Aveu Judiciaire (Judicial admission)

  1. An “aveu judiciaire” or judicial admission according to Article 1356 of the Civil Code of Seychelles is a declaration which a party makes in the course of the legal proceedings. It shall be accepted against the person who makes it. It may not be retracted unless it be proved that it resulted from a mistake of fact.

  2. Under cross examination by the learned Counsel for the Plaintiff the 1st Respondent testified as follows “no dentist that day. Could have been that should not leave been working without dentist but indicated we can help if clients come with broken bridge. Probably should not have done work in his mouth”.

  3. When it comes to this admission the learned Magistrate simply made reference to it but failed to consider its legal implications and validity and its consequential effect on the case before Court.

  4. Having considered this testimony I consider it to be a judicial admission by the plaintiff that he should probably have not carried out the work in the mouth of the Appellant, he being unqualified to do the job.

  5. I accept the admission made by the 1st Respondent, being the person who made it. It is an admission made under oath that he should not have carried the dental work in the mouth of the Plaintiff. This was an admission of the plaint and the plaintiff’s case.

  6. Given the above findings, I find that there was enough evidence to show the causal relationship between the acts or omissions of the 1st Respondent and the pain and suffering of the Appellant and his subsequent dental treatments, regarding the “Maryland bridge”. The 1st Respondent committed a fault by carrying out a dental procedure whilst not being a dentist and as a result failed to diagnose a pre-existing medical condition of the Appellant.

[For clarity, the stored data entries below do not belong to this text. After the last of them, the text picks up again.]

PR #3061, opened 2023-06-09
chore(general): output rewritten bytes to INFO

NickIAm:
Currently this data is only output into the debug log file and isn't displayed anywhere else. I think this is useful information to have and outputting it directly to INFO and is a good quick reference when running the maintenance manually as this goes to stdout. What do you think?


repo/maintenance/content_rewrite.go
```diff
@@ -115,7 +115,7 @@ func RewriteContents(ctx context.Context, rep repo.DirectRepositoryWriter, opt *
 
 	wg.Wait()
 
-	log(ctx).Debugf("Total bytes rewritten %v", units.BytesString(totalBytes))
+	log(ctx).Infof("Total bytes rewritten %v", units.BytesString(totalBytes))
```
jkowalski, line 118: please fix the whitespace

NickIAm: Whitespace removed

julio-lopez (approved):

PR #3065, opened 2023-06-13
chore(ci): exclude docsy theme from snyk

jkowalski:


jkowalski:
We're using fairly old version of Docsy which is major effort to upgrade which has a bunch of old build-time dependencies. Since the `site` build only runs on Netlify, build-time vulnerabilities are not a major concern since it has no access to secrets.

Issue #3068, opened 2023-06-14
Kopia parallelism: choose numCPU if less than max parallel value


MinyiZou:
Initial implementation hardcodes --parallel=8 in the kopia command to at least cap the parallelism for high num cpu systems. For low cpu system we may want to choose min(numCPU, maxParallel). An initial look into this functionality proved more problematic: the command is generated in a different container than where it will be executed, so it is not straightforward to find the cpu allocated.
One relatively simple option is to add an additional flag to kopia upstream that will choose min(numCPU, <flagValue>) if the existing flag `--parallel` is not set.

jkowalski:
we may want to implement additional policies that allow hard-caping the parallelism to a specific percentage of # cores or a fixed value, but I'm not sure if hard-capping to exactly numCPU is always a good idea.

PR #3069, opened 2023-06-14
fix(snapshots): choose numCPU if less than max parallel value

ChiziZou:
#3068 Kopia parallelism: choose numCPU if less than max parallel value


snapshot/snapshotfs/upload.go
```diff
@@ -744,6 +744,11 @@ func (u *Uploader) maybeIgnoreCachedEntry(ctx context.Context, ent fs.Entry) fs.
 
 func (u *Uploader) effectiveParallelFileReads(pol *policy.Policy) int {
 	p := u.ParallelUploads
+
+	if p > runtime.NumCPU() {
```
jkowalski, line 748: given that uploads are not entirely CPU bound there may be benefits to allowing p to be greater than the number of cores to allow max number of cores to do hashing while others are waiting for uploads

  7. Accordingly, I would dismiss and set aside the learned Magistrate judgment and award the Appellant Rs50,000/- for moral damage, for pain, suffering, anguish, trauma and Rs6062.00 as cost for corrective surgery.

  8. I, therefore, enter judgment jointly and severally against the two Respondents and in favour of the Appellant in the total sum of SR56,062.00 with interest and cost as of the date of this judgment.



Signed, dated and delivered at Ile du Port on the 14th March 2019.